Would you copy only the lines below, beginning with the one that contains "Take off Tamsin's" and running through the last entry line?

▼

PR #3976, opened 2024-04-05
Remove tamsin from team as work has been completed

murad-ali-MoJ:
Take off Tamsin's name from the data-platform as the CaDT collaboration completed


michaeljcollinsuk (approved):
LGTM

PR #4106, opened 2024-04-17
🌐 Set BOLD egress KMS keys to multi region

jacobwoffenden:
This pull request:

- Sets `s3/mojap-data-production-bold-egress-*` to multi region, this is required because Airflow runs in `eu-west-1` but Analytical Platform new resources run in `eu-west-2`


michaeljcollinsuk (approved):
LGTM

▲

_ANSWER SPACE_
Take off Tamsin's name from the data-platform as the CaDT collaboration completed


michaeljcollinsuk (approved):
LGTM

PR #4106, opened 2024-04-17
🌐 Set BOLD egress KMS keys to multi region

jacobwoffenden:
This pull request:

- Sets `s3/mojap-data-production-bold-egress-*` to multi region, this is required because Airflow runs in `eu-west-1` but Analytical Platform new resources run in `eu-west-2`


michaeljcollinsuk (approved):
LGTM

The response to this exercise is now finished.